For the records below, tally the lines that include the word "when" and give only the tally.

▸ **Data shown**
[Start of Attachment]

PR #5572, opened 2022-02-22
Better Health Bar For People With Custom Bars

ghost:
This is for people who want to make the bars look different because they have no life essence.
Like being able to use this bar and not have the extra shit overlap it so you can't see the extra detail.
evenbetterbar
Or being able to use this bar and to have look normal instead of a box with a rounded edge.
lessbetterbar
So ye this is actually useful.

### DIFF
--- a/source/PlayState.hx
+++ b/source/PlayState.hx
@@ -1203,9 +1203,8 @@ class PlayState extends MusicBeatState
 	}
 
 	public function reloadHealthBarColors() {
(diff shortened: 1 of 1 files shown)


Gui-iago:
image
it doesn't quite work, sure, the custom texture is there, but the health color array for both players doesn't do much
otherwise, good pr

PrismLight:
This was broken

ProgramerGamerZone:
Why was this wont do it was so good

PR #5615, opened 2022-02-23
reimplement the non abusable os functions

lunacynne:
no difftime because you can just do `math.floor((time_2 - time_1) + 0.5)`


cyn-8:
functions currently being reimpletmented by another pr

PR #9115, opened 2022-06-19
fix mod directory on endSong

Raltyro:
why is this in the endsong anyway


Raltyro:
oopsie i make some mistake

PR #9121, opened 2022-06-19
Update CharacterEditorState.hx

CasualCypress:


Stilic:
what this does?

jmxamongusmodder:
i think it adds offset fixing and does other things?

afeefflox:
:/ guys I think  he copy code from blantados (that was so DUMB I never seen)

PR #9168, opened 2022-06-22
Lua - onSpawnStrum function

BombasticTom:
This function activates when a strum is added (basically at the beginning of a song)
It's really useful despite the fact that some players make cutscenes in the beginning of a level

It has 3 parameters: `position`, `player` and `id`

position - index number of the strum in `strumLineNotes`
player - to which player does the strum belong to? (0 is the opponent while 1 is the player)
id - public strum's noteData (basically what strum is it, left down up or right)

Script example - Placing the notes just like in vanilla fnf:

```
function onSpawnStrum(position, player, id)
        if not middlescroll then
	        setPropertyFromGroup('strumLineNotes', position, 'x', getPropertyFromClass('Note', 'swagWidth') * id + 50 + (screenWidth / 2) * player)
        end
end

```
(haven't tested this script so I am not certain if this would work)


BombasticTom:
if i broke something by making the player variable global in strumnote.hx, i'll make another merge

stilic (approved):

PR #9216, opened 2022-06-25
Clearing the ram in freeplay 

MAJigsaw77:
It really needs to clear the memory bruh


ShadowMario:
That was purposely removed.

[End of Attachment]
[Start of Attachment]

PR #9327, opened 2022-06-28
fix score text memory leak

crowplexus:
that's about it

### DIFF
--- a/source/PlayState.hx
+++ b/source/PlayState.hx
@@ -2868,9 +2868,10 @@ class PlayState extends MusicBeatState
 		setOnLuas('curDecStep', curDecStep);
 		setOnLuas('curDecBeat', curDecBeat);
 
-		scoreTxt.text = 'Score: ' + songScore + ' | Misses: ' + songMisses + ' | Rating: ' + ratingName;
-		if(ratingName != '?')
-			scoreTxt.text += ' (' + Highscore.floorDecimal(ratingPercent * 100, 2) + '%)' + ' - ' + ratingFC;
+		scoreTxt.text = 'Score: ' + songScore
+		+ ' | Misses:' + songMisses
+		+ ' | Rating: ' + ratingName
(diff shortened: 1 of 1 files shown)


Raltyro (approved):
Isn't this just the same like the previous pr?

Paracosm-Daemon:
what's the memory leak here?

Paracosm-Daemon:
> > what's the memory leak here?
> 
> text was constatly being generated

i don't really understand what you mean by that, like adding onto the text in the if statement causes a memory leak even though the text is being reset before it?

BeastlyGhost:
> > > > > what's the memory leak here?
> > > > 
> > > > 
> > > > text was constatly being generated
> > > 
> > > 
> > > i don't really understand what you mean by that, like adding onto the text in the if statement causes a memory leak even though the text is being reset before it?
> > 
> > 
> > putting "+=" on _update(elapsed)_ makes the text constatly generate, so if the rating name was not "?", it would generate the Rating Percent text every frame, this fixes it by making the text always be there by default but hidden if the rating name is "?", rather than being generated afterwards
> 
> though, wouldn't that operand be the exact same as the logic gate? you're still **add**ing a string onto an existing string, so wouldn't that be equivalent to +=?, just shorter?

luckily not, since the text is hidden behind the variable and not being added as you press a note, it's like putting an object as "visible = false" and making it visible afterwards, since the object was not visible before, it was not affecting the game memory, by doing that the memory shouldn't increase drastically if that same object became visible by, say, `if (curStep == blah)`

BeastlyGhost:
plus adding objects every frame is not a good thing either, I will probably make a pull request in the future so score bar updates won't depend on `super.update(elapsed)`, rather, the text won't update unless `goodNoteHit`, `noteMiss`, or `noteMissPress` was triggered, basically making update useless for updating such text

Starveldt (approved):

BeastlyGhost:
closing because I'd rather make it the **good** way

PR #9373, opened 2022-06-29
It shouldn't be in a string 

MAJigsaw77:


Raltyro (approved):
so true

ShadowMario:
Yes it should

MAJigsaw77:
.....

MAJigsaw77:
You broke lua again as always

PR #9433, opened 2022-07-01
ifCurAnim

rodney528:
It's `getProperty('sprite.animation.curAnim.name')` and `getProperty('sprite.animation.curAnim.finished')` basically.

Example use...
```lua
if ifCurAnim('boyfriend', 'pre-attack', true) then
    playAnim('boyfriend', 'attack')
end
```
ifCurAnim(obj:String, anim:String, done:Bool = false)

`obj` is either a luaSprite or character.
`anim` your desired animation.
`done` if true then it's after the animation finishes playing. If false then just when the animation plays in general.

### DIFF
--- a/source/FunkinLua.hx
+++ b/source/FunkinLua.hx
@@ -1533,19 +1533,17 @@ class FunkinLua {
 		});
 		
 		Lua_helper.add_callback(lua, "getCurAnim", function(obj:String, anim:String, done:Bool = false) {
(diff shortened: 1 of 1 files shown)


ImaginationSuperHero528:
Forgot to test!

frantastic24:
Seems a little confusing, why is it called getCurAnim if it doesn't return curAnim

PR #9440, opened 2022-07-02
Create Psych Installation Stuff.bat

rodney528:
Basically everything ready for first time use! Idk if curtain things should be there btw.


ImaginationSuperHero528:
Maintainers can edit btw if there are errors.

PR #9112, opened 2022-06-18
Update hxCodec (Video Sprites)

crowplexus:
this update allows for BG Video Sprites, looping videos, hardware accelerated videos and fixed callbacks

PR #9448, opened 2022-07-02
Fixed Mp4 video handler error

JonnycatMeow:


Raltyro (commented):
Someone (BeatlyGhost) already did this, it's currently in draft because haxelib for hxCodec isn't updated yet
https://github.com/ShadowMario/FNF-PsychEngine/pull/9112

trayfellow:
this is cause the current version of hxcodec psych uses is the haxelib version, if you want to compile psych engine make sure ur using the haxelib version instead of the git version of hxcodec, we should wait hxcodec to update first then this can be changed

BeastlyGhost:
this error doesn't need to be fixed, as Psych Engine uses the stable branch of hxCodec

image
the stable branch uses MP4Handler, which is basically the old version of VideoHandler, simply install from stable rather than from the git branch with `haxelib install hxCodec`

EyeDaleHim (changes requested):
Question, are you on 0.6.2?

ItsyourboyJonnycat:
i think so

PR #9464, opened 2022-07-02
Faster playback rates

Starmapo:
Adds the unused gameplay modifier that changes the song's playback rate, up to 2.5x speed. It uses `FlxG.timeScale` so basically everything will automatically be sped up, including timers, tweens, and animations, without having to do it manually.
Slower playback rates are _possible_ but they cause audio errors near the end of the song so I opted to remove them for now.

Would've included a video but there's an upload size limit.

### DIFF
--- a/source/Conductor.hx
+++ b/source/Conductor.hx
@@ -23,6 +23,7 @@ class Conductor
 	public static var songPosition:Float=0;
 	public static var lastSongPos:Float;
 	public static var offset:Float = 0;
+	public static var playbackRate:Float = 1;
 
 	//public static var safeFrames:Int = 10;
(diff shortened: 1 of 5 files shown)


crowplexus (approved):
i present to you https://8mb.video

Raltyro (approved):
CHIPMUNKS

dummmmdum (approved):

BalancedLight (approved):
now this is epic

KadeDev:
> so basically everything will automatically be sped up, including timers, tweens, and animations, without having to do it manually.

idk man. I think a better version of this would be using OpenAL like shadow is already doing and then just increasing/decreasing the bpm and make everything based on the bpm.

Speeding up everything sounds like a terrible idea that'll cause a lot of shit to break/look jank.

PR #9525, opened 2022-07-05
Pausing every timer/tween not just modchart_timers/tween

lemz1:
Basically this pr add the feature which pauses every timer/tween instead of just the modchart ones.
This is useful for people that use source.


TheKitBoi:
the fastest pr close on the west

[End of Attachment]

▸ **Solved exercise**
2